--- START ---

PR #245, opened 2011-11-01
Expose modfuns for future pipe use (AZ561)

beerriot:
After finding anonymous functions to be quite brittle during rolling upgrades, Riak Pipe is migrating to modfun tuples.  This patch exposes the functions that will be referenced as modfuns in the 1.1.0 version of Riak.  They are exposed here such that Riak 1.0.2 will know what to do with modfuns during the rolling upgrade to 1.1.0.


kellymclaughlin:
+1 to merge.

--- END ---

- To do -
Make an exact copy of every entry.

- Answer to this task -
PR #245, opened 2011-11-01
Expose modfuns for future pipe use (AZ561)

beerriot:
After finding anonymous functions to be quite brittle during rolling upgrades, Riak Pipe is migrating to modfun tuples.  This patch exposes the functions that will be referenced as modfuns in the 1.1.0 version of Riak.  They are exposed here such that Riak 1.0.2 will know what to do with modfuns during the rolling upgrade to 1.1.0.


kellymclaughlin:
+1 to merge.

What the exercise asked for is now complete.